Using linkage disequilibrium to detect strong positive selection.

 A new mutant allele will be in linkage disequilibrium when it first appears. If it persists, it may increase in frequency.

 Over time linkage disequilibrium will break down as a result of recombination from crossing over.  Linkage disequilibrium breaks down fastest for loci further apart on a chromosome because crossing over take place more often between distant loci.

Using linkage disequilibrium to detect strong positive selection.

 High linkage disequilibrium indicates an allele originated recently.

 Also, expect a recently mutated allele to be rare unless selection strongly favors it.

Using linkage disequilibrium to detect strong positive selection.

 If an allele is common, but has high linkage disequilibrium, especially with loci that are located far away on the chromosome, this suggests that the allele has been strongly selected for and must have originated recently.  If the allele had arisen a long time ago, sex should have eliminated the linkage disequilibrium.

Using linkage disequilibrium to detect positive selection.
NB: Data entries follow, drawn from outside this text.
Issue #4557, opened 2020-12-29
Unbound DNSBL - Add option to use local-zone with refuse instead of redirecting everything to localhost via local-data


defiantmonkey:
**Important notices**
Before you add a new report, we ask you kindly to acknowledge the following:

[x] I have read the contributing guide lines at https://github.com/opnsense/core/blob/master/CONTRIBUTING.md

[x] I have searched the existing issues and I'm convinced that mine is new.

**Is your feature request related to a problem? Please describe.**
Hi, new to OPNsense (and BSD in general), so forgive me if I sound dumb (though I probably am dumb given I'm new to a lot of this).

I mainly got OPNsense installed for a replacement of my local DNS server (plan to do more with it in the future), in particular I wanted to make use of the blocking feature in Unbound.

After testing it out, I noticed that when the dnsbl.conf file is generated everything is redirected to localhost. At a base level this works fine for blocking requests, but I also want to be able to go into the logs and see what was blocked. Currently it will just show that the request succeeded.

**Describe the solution you'd like**

I achieved this locally by modifying line 140 of https://github.com/opnsense/core/blob/master/src/opnsense/scripts/unbound/download_blacklists.py on my install so that it now looks like this:

unbound_outf.write("local-zone: \"%s\" refuse\n" % entry)

which lets me simply search the logs for the word "refuse" to see what is actually being blocked.

As I am quite new at doing this kind of stuff, this may not even be a good way of doing this, but it would be nice if a change could be made so that tracking blocked requests through the logs/statistics is possible on future releases.

Edit: After further discussion, I realized that others may have existing configs working with local-data entries, so instead of a hard change, a toggle/option to use local-zone with refuse instead of local-data redirect (probably through the web UI) would be a better solution.

**Describe alternatives you've considered**
I don't know of any alternative solutions so far.

EDIT: as discussed below, a current workaround for those who wish to stick to the web UI or have existing configs working with the local-data entries is to use the suricata alerts (Intrusion Detection service) and enable/disable the alert as needed. 

**Additional context**
Version: OPNsense 20.7.7_1-amd64

defiantmonkey:
Edited the initial comment, I'm guessing this was marked incomplete because I didn't follow that exact template?

kulikov-a:
@defiantmonkey 
sorry, and what if the client have backup (second) dns server configured?

defiantmonkey:
@kulikov-a 
[...]

PR #4715, opened 2021-02-17
unbound dnsbl: allow to create inform local-zones

kulikov-a:
Hi!
for https://github.com/opnsense/core/issues/4557#issuecomment-780304743
the idea is to add the ability to create inform-type local zones for blacklisted hosts (by default unbound creates transparent zones implicitly in this case). as a result, requests for such hosts are displayed in the log with a record like:
` info: bad.host.com. inform 192.168.0.215@60748 bad.host.com. A IN`
and can be filtered by ' inform ' keyword.
may close https://github.com/opnsense/core/issues/4557
thanks!


fichtner:
@kulikov-a can you respin this patch if you think we should still have it? thanks.

kulikov-a:
@fichtner thanks! 
yes, I'll try. at least worth discussing imho)

Issue #4762, opened 2021-02-27
Bug in DHCP server Available range


x1alfa:
Hi, I noticed this in 20.1.1, not sure if the same behavior exist in older version, same is exist in 20.1.2, I was able to reproduce in two different installation.

Interfaces (LAN, OPTx) \ IPv4 Configuration Type (Static IPv4) \ IPv4 address (x.x.x.x/32)
Services \ DHCPv4 \  Available range (x.x.x.2 - x.x.x.0)

With /32 sub-net no IPv4 range should be available for DHCP, plus the range is backward.

I hope reporting this bug help improving OPNSense.

x1alfa:
I'm not a PHP programmer, but looking at the code I think the quickest fix is to add a validation line if subnet is 32 then set start IP and end IP to the same IP of the interface

services_dhcp.php (line 709)

<?php
          if ($config['interfaces'][$if]['subnet']) = 32  {
$range_from = $config['interfaces'][$if]['ipaddr'];
$range_to = $config['interfaces'][$if]['ipaddr'];
} ?>
<?=$range_from;?> - <?=$range_to;?>

<?php
else {
$range_from = ip2long(long2ip32(ip2long($config['interfaces'][$if]['ipaddr']) & gen_subnet_mask_long($config['interfaces'][$if]['subnet']))) + 1;
$range_to = ip2long(long2ip32(ip2long($config['interfaces'][$if]['ipaddr']) | (~gen_subnet_mask_long($config['interfaces'][$if]['subnet'])))) - 1;}?>
<?=long2ip32($range_from);?> - <?=long2ip32($range_to);?>

IShouldHaveBeenAQATester:
This is also an issue with /128 on ipv6.  Also wondering if a /31 or /127 is handled properly.

fichtner:
I'm assuming nobody uses /31 since the validation fails and there are no bugs for it. So /30 is required and will only then show an available range although it won't try to poke a hole into it for the IP address used by the interface.

In IPv6 /128 suffers the same fate, but /127 works since we don't have a network or broadcast address to reserve.

For more details see c7c6299.


Cheers,
Franco

PR #4822, opened 2021-03-15
Add dhcp menu validation, hide interface with subnet mask greater or equal 31

x1alfa:
Proposed fix for bug #4762, a simple validation if subnet mask is greater or equal 31, 31 and 32 simply does not have enough addresses to be used by DHCP, we can expand to subnet mask 30, still 30 can be excluded as it technically has 2 hosts that can be used (including the IP assigned to firewall).
This was tested with virtual OPNSense using the latest master.
Note this is the first time ever I contribute code to GitHub so excuse me if I did something wrong, new learner.


fichtner:
Menu and redirect logic for DHCP pages is already very fragile with unnecessarily strict validation and I don't see why we should expand this. I'm happy to add a warning/error in #4762 because /32 is static, but likely a user mistake and we don't want to keep user guessing why DHCP is not available.

PR #4832, opened 2021-03-16
Add Option for Vendor-Class-ID by pool

marjohn56:
You can do pool dhcp using MAC addresses, but doing it by Vendor-Class is another option, very useful for phones or any devices where the vendor class Id is sent.


AdSchellevis:
@marjohn56 I'm not going to pull this in now, the code can be simplified but before I'm going to spend time on this I do want to wait if more people are actually planning to use this (and perhaps offer to write documentation to explain its use). We can always pull it in at a later time, although at some point we should either decide to rebuild it in mvc (in which case adding features, means adding technical debt) or refactor functions like `dhcpd_dhcp4_configure()` to make sure their readable and extendable.

Issue #4638, opened 2021-01-25
Show client’s real IP when connecting to OPNsense webgui via reverse proxy


Greelan:
**Important notices**

Before you add a new report, we ask you kindly to acknowledge the following:

- [X] I have read the contributing guide lines at https://github.com/opnsense/core/blob/master/CONTRIBUTING.md
- [X] I have searched the existing issues and I am convinced that mine is new.

**Is your feature request related to a problem? Please describe.**

When the OPNsense webgui is accessed through a reverse proxy, OPNsense logs the IP of the reverse proxy rather than the real IP of the client connecting to the reverse proxy. Therefore every logged access to the webgui appears from the same IP, even if different clients are connecting.

**Describe the solution you like**

I would like the webgui to log instead the real IP of the client connecting via the reverse proxy.

This can be achieved by implementing the `mod_extforward` module in lighttpd.

Further details are set out in this forum discussion: https://forum.opnsense.org/index.php?topic=20882.0.

As noted in that discussion (see in particular replies 3 and 4), there are three elements:

- First the `mod_extforward` module needs to be enabled (and in the right order). This could be done by default, or optionally by the user clicking a checkbox if they are using a reverse proxy (which would then add the module to the module list in `webgui.inc`, for example by appending it to the `$lighty_modules` variable, after `mod_accesslog` if that is enabled).
- Second, `extforward.headers` needs to be set, at least until a bugfix that has been recently implemented in the upstream makes it into OPNsense.
- Finally, `extforward.forwarder` needs to be set to the trusted IP(s) of the reverse proxy. This will obviously differ from user to user, and so needs to be able to be set by the user. A data entry field in the webgui would enable this, or failing that at least an ability to manually configure a configuration file on the system.

**Describe alternatives you considered**

None.

**Additional context**

See above link to forum discussion on this, including relevant code for `webgui.inc`.

fichtner:
Hi @Greelan,

Can you ping me again when 21.1 is out? This week is a little busy but as per forum discussion I promised to help out. :)


Thanks,
Franco

Greelan:
Very happy to. Just wasn't sure about protocol for requests such as this, but thought ultimately this was best on GH 😀

Greelan:
Hi @fichtner

Here's that little nudge as requested, for when you finish catching up on sleep after the 21.1 marathon 😀

Greelan:
[...]

PR #4833, opened 2021-03-16
webgui: implement lighttpd mod_extforward module

Greelan:
This is a simple implementation of the mod_extforward module in lighttpd, in response to #4638. It relies on enabling the module by default, and allowing the user to configure a configuration file in an include directory to set the `extforward.forwarder` directive. A more sophisticated implementation would allow the user to enable the module by a checkbox in the webgui (rather than enabling it by default), and also set the trusted IPs in the webgui rather than by a manual configuration file. That is for future work :)


AdSchellevis:
@Greelan it might also be an option to generalise it a bit more and include a directory like `/usr/local/etc/lighttpd_webui/conf.d/` with a readme how to configure additional settings (like extforward).  lighthttp seems to support` server.modules += ("xxx")` in these files and we can document this on our end like we do for some other advanced features as well. What do you think?

fichtner:
It’s what I had in mind when I offered to help on this (sorry btw). Proposal looks promising and with generalisation that is perfect and easy to extend from a future plugin (original concern).

kulikov-a:
@Greelan @AdSchellevis @fichtner 
sorry. do not quite understand. if these are the only directives requested, why not add it directly via the GUI-config-webgui.inc? Or are there even more features planned for the GUI (eg OCSP stapling) via plugin?
thanks!

fichtner:
We've had good experience with the pluggable file inclusion approach (per include directory) and most of the MVC service templating use it as well. It helps to move components to MVC that currently are static, can help split complexity of single configuration files and  also allows users to inject local changes into these files without adding GUI options that are misinterpreted or flagged as bugs for working within their constraints but not user expectations. ;)

kulikov-a:
Ah. got it. thanks!

Greelan:
@fichtner @AdSchellevis thanks for the feedback. I see the sense in your approach. It looks like this is similar in concept to what lighttpd itself is structured around, as seen in `/usr/local/etc/lighttpd/conf.d/`. Indeed with this approach example configs could be added over time to help users.

I should be able to get around to this by the weekend and will aim for submitting a cleaner commit. 😀

@kulikov-a my preference for just the extforward module request was indeed to have this in `webgui.inc`, just for ease of configuration. At the moment that is beyond my ken, but I was hoping down the track I would have time to review similar examples of config options in the existing codebase that I could adapt to get the checkbox, data entry fields and structure to create the `extforward.forwarder` directive.

Greelan:
Superseded by #4837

 An allele of G6PD (Glucose-6-phosphate dehydrogenase), G6PD-202A has a high frequency (~18% in African populations) and has a high degree of linkage disequilibrium.

 Thus, it appears to have been strongly selected for recently.

G6PD and malaria

 There are many common G6PD deficiencies and their distribution corresponds closely with the distribution of malaria.

 Appears that G6PD-202A confers strong protection against malaria.